TASK INSTRUCTIONS: Across all lines of the entries, tally those with the word "between" in them. The reply is the tally, by itself.

== DATASET RECORDS ==

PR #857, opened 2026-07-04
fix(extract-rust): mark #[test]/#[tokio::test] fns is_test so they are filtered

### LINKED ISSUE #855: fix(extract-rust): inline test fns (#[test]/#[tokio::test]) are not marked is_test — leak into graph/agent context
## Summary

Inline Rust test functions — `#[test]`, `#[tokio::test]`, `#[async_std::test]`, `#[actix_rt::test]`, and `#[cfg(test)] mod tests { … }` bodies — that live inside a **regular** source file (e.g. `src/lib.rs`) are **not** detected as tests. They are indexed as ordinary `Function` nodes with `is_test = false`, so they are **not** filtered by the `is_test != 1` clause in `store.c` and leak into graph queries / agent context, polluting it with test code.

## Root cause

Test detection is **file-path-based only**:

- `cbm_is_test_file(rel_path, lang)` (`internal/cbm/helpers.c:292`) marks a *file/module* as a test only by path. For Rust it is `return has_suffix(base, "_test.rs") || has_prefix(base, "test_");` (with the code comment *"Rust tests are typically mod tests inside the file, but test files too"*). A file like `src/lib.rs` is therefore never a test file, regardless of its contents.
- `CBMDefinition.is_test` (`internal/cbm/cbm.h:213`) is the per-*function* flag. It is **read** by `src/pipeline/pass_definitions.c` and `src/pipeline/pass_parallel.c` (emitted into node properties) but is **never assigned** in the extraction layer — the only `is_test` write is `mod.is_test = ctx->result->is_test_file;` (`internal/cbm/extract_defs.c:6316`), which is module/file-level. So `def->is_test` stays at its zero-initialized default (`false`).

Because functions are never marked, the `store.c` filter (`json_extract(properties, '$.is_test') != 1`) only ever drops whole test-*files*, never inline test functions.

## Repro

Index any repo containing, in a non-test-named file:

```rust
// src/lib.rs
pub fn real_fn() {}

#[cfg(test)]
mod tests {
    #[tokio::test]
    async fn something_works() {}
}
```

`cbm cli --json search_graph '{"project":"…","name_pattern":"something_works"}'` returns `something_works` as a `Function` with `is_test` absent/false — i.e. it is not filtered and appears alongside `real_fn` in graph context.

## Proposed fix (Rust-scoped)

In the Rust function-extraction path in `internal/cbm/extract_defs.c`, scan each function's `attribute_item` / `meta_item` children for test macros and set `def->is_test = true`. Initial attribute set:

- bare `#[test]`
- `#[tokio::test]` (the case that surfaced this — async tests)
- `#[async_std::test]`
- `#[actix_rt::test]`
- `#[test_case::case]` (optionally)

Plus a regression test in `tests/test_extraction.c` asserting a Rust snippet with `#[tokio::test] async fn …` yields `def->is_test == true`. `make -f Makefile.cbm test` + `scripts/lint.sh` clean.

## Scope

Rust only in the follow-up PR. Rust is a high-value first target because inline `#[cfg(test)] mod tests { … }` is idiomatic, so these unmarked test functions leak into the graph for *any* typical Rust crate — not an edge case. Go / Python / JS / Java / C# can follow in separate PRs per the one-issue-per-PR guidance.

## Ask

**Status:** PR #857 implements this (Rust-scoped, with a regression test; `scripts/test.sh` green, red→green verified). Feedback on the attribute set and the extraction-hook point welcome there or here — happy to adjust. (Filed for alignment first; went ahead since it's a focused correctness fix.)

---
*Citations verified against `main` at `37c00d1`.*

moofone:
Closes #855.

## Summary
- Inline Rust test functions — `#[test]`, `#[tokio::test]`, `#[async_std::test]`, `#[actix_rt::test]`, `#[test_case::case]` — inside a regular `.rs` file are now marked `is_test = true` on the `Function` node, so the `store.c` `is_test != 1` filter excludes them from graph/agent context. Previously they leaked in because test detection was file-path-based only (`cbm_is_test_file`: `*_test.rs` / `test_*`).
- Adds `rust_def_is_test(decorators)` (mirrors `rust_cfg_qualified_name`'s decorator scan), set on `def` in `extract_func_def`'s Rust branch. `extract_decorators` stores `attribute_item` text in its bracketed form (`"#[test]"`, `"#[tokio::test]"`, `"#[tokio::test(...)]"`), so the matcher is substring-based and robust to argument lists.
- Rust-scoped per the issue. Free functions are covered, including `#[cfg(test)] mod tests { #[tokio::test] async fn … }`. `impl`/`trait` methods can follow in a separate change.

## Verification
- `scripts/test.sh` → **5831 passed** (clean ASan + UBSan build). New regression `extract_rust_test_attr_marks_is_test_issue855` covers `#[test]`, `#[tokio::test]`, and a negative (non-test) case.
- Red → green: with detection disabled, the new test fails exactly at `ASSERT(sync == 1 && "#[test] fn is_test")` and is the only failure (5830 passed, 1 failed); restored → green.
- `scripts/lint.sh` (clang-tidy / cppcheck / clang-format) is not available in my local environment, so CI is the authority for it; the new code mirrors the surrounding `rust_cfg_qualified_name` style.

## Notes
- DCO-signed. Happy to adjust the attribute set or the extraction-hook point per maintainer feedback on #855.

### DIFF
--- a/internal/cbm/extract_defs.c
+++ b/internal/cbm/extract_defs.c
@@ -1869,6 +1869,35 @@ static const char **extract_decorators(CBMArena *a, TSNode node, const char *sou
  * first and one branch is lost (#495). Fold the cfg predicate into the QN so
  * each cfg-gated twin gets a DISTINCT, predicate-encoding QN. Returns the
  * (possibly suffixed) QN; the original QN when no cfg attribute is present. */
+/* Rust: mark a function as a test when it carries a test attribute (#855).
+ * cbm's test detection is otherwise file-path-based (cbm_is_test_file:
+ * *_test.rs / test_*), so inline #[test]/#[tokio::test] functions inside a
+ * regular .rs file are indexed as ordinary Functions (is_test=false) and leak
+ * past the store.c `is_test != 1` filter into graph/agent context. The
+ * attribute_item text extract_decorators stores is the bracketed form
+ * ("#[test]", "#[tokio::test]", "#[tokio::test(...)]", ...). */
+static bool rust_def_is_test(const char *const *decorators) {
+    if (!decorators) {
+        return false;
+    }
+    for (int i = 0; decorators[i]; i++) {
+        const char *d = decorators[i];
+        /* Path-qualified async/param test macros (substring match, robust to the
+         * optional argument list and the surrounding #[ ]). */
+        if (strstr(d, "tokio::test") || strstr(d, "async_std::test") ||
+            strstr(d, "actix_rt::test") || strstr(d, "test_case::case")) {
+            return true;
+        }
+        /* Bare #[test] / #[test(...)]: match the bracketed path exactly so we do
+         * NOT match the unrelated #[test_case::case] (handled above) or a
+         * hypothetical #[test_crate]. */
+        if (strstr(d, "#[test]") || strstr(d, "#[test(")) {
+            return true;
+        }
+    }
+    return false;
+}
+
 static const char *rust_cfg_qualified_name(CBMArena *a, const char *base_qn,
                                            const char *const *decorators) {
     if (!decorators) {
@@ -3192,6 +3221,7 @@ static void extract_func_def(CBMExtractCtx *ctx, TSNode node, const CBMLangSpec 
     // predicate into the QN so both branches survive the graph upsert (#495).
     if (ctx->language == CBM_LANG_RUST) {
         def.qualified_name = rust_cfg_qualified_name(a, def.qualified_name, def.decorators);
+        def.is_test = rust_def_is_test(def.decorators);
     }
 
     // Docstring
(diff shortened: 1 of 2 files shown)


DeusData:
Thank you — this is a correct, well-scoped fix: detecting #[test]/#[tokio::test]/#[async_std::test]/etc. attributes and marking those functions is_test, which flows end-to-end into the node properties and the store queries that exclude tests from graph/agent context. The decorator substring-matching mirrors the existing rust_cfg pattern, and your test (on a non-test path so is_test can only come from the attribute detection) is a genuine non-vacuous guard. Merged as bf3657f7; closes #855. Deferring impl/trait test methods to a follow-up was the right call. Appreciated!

===
== DATASET RECORDS ==

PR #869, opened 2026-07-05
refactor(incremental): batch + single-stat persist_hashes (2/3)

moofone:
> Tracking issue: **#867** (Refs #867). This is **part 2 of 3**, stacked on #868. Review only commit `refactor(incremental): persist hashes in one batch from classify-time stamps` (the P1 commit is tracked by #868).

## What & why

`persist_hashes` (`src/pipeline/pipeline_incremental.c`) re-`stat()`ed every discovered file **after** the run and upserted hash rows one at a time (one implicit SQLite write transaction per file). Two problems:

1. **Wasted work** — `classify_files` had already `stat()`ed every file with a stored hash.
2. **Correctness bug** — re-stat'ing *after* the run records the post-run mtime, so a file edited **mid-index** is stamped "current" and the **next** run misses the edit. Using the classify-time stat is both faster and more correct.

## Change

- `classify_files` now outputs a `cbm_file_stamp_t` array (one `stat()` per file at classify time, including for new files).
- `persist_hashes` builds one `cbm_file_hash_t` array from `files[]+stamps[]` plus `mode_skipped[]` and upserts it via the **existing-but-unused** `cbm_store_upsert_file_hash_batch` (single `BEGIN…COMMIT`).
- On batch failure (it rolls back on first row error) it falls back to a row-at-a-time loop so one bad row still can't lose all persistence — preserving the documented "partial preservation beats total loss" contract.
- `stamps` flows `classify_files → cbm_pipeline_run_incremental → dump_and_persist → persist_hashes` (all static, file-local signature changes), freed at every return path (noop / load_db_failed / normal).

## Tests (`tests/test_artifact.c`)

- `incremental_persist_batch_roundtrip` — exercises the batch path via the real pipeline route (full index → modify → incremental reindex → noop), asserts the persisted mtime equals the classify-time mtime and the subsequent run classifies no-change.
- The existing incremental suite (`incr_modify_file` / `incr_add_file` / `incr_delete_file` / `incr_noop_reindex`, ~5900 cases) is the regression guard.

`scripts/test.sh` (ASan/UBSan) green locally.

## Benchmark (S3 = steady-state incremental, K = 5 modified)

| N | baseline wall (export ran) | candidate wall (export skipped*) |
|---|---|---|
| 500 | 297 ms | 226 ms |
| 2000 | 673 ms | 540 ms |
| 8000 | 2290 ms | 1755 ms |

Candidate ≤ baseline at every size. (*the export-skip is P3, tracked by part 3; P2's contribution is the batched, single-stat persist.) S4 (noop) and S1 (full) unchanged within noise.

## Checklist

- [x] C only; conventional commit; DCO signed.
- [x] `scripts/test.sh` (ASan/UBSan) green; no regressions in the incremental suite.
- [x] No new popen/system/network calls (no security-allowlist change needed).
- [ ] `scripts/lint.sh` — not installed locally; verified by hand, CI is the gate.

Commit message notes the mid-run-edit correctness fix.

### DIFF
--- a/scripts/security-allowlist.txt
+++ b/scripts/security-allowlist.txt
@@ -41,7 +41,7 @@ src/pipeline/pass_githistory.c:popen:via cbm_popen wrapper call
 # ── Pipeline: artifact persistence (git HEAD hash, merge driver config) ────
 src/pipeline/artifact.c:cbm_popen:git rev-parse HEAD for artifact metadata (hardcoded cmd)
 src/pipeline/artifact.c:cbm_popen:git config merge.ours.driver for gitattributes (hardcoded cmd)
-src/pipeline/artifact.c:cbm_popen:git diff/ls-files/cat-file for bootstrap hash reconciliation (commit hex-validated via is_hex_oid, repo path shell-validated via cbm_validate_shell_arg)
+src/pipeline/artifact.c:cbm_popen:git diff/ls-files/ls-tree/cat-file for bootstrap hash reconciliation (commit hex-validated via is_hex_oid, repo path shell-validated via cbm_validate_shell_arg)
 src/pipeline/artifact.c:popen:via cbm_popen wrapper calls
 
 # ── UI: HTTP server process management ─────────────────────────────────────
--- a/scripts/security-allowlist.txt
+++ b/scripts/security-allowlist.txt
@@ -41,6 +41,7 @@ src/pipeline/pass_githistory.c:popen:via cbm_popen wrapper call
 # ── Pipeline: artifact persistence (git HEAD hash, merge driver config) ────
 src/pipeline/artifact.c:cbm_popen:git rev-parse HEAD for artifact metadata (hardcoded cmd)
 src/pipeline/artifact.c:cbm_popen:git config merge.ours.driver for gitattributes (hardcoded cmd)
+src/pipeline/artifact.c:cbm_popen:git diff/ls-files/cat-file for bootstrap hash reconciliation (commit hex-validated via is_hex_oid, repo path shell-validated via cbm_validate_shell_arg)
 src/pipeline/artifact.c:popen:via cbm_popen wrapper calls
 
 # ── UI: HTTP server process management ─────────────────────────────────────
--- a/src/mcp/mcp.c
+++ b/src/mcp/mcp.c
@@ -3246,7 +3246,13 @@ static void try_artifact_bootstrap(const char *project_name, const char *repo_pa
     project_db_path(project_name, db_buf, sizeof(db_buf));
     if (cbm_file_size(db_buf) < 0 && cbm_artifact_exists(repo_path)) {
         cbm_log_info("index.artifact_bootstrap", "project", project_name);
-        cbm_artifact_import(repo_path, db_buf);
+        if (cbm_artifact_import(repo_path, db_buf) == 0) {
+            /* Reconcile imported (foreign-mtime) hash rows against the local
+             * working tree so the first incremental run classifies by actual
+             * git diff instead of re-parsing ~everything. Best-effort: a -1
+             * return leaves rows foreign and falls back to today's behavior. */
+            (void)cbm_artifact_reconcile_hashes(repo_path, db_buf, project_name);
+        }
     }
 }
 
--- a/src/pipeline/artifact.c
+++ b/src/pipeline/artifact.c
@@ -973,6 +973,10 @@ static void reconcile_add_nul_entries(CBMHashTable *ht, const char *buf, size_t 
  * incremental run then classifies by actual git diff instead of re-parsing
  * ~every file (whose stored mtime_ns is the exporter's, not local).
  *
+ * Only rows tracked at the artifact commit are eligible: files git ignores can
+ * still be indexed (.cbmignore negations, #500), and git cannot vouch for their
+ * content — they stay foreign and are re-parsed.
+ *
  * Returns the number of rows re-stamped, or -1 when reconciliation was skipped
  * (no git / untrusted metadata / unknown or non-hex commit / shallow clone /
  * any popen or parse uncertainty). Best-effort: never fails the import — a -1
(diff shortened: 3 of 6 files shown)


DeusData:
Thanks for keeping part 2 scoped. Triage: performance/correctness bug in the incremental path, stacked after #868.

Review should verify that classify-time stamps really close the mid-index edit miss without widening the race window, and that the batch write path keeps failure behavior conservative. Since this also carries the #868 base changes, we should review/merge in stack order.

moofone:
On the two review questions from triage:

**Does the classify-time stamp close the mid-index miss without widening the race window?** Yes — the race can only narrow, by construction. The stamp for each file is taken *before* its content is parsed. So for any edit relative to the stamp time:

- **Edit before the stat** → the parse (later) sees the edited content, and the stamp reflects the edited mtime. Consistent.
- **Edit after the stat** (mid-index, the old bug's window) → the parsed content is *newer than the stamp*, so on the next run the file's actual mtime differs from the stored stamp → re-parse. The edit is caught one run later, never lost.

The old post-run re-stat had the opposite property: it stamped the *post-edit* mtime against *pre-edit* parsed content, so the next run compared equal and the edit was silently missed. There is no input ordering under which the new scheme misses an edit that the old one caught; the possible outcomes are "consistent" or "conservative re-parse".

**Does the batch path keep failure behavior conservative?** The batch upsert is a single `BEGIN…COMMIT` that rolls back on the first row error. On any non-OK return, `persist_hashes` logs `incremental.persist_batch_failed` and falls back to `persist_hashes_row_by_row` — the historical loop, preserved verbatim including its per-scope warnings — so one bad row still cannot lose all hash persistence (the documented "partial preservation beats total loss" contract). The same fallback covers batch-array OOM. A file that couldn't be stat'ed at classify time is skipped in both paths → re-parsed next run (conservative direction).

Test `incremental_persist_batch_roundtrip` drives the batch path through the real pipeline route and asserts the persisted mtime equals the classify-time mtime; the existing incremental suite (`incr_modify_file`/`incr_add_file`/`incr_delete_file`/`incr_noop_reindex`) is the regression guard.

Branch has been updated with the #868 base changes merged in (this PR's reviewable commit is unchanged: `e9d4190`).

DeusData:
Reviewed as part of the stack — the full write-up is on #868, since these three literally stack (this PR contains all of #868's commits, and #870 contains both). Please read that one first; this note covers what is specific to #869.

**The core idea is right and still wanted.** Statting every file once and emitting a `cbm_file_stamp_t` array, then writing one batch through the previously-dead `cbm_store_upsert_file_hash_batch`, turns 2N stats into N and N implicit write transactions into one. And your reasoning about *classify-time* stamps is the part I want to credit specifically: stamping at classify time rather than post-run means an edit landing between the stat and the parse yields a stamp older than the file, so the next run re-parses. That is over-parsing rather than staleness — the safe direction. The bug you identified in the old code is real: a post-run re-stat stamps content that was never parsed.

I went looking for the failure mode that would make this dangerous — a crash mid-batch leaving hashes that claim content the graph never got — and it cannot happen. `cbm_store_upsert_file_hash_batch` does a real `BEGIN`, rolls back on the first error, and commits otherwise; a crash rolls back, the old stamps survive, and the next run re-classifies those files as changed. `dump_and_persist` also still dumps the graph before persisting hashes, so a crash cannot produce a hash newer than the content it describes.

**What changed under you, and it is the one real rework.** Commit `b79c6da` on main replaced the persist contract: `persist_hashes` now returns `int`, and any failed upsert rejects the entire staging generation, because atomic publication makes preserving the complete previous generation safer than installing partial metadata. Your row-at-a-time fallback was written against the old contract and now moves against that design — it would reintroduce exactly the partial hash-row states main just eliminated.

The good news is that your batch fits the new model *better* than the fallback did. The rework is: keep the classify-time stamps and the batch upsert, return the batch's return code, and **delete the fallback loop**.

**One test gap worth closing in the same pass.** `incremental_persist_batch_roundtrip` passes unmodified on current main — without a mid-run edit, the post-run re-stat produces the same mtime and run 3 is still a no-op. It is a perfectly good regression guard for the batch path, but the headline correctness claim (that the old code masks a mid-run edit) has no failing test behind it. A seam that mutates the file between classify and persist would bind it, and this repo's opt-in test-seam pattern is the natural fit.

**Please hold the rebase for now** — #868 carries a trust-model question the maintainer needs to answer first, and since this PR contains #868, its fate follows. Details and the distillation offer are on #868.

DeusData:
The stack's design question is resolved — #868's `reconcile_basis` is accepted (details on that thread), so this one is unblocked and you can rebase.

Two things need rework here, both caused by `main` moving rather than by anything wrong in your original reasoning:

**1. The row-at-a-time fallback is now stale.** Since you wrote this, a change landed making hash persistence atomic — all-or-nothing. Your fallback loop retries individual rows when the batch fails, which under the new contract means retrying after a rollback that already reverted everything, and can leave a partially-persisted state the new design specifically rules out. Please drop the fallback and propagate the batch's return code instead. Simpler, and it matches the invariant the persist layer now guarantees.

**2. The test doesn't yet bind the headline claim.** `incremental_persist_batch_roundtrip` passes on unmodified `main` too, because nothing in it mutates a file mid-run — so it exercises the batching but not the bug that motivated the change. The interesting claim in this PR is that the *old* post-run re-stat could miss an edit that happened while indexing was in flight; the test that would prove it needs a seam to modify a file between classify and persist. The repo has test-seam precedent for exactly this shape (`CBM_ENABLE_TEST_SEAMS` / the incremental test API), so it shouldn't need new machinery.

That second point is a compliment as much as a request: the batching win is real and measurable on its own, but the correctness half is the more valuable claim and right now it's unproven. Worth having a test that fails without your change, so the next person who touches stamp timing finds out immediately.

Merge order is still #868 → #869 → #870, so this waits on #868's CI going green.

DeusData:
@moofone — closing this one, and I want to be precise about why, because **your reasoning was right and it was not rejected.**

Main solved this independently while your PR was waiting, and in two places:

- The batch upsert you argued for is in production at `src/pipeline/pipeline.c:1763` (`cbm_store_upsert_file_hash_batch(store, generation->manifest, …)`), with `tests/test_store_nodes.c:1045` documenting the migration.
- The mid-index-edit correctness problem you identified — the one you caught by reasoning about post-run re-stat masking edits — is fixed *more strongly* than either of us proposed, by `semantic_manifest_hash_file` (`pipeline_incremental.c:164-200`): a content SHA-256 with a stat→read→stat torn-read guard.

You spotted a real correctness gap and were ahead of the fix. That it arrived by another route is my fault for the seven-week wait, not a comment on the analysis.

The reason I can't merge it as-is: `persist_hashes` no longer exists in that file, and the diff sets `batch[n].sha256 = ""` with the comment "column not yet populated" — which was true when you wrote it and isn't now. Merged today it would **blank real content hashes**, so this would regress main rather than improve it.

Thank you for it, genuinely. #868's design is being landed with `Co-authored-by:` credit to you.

===

ANSWER SPACE: 3